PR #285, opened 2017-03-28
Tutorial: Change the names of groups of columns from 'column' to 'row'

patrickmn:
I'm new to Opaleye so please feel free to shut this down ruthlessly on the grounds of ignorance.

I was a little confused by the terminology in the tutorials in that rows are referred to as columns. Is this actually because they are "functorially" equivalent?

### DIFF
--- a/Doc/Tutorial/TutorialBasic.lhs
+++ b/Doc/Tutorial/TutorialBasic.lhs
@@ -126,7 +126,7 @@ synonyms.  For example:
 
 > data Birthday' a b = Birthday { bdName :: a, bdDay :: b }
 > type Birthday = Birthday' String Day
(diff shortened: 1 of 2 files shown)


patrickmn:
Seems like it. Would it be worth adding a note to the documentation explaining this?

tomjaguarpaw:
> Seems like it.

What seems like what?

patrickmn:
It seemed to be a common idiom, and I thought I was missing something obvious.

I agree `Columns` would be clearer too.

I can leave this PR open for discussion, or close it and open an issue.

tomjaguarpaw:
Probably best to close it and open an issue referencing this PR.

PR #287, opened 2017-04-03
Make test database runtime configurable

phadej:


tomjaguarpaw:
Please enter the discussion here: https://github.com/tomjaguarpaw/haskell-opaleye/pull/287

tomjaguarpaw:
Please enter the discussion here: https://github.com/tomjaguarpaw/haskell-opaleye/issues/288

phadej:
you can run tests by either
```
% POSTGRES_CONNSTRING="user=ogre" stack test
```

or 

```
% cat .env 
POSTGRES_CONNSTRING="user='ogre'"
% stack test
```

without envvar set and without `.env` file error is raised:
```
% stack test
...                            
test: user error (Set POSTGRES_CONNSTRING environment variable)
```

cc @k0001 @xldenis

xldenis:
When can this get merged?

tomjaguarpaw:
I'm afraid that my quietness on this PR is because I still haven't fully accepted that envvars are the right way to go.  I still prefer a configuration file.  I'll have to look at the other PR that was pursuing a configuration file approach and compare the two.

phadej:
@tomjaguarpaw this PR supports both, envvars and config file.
==
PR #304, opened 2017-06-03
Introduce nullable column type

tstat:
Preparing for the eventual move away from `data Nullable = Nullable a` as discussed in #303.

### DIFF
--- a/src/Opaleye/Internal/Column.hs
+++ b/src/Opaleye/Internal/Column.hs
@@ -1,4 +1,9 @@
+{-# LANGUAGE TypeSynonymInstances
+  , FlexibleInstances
--
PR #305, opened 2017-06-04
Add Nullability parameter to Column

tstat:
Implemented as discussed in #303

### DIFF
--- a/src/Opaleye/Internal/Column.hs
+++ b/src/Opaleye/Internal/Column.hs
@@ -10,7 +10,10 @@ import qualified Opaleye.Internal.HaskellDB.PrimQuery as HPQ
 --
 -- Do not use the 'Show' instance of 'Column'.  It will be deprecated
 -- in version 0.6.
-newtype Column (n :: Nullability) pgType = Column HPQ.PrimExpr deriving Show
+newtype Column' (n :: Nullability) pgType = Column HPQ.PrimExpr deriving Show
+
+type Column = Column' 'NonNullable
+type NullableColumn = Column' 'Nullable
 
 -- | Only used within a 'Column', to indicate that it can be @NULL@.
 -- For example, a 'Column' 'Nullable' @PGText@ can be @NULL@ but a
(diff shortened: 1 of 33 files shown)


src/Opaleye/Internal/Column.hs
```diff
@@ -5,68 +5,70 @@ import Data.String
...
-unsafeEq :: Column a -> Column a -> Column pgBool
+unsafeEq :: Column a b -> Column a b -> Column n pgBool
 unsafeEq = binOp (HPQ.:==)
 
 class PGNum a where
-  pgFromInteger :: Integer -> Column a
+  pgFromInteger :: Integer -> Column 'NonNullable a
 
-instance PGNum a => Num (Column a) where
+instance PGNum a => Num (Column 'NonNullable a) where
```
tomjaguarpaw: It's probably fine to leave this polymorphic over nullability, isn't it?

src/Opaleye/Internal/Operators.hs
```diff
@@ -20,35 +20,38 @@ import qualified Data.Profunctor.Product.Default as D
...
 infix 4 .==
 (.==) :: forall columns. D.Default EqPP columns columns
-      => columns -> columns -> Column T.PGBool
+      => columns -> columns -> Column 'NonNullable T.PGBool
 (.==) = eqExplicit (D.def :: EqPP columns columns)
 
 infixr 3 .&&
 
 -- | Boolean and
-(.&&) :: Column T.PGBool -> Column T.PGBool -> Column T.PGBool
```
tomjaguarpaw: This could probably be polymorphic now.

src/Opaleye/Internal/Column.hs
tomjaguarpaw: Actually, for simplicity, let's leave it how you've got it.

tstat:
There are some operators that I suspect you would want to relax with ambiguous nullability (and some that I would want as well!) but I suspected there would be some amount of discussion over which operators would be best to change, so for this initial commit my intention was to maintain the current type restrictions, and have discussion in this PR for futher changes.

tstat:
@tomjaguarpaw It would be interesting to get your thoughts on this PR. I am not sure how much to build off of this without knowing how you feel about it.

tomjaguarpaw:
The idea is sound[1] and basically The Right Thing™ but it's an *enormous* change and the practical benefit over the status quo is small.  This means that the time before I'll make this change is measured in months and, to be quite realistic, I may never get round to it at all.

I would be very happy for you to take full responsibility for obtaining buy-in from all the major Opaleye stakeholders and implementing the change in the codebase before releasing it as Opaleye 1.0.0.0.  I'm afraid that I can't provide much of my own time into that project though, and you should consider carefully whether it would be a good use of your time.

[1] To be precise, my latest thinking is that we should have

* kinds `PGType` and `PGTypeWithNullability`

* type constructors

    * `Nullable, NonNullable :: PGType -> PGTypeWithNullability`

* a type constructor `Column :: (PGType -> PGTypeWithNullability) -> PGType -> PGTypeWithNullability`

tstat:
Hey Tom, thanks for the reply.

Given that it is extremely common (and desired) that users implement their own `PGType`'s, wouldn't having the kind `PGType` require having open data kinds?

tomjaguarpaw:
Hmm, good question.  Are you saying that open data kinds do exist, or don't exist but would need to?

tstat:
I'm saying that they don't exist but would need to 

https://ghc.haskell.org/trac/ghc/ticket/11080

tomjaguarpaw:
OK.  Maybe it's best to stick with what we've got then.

### Required action
Reproduce word for word the material above, starting with the line that has "PR #285, opened 2017-03-28" and stopping after the line that has "(diff shortened: 1 of 2 files shown)".

### Response to the exercise
PR #285, opened 2017-03-28
Tutorial: Change the names of groups of columns from 'column' to 'row'

patrickmn:
I'm new to Opaleye so please feel free to shut this down ruthlessly on the grounds of ignorance.

I was a little confused by the terminology in the tutorials in that rows are referred to as columns. Is this actually because they are "functorially" equivalent?

### DIFF
--- a/Doc/Tutorial/TutorialBasic.lhs
+++ b/Doc/Tutorial/TutorialBasic.lhs
@@ -126,7 +126,7 @@ synonyms.  For example:
 
 > data Birthday' a b = Birthday { bdName :: a, bdDay :: b }
 > type Birthday = Birthday' String Day
(diff shortened: 1 of 2 files shown)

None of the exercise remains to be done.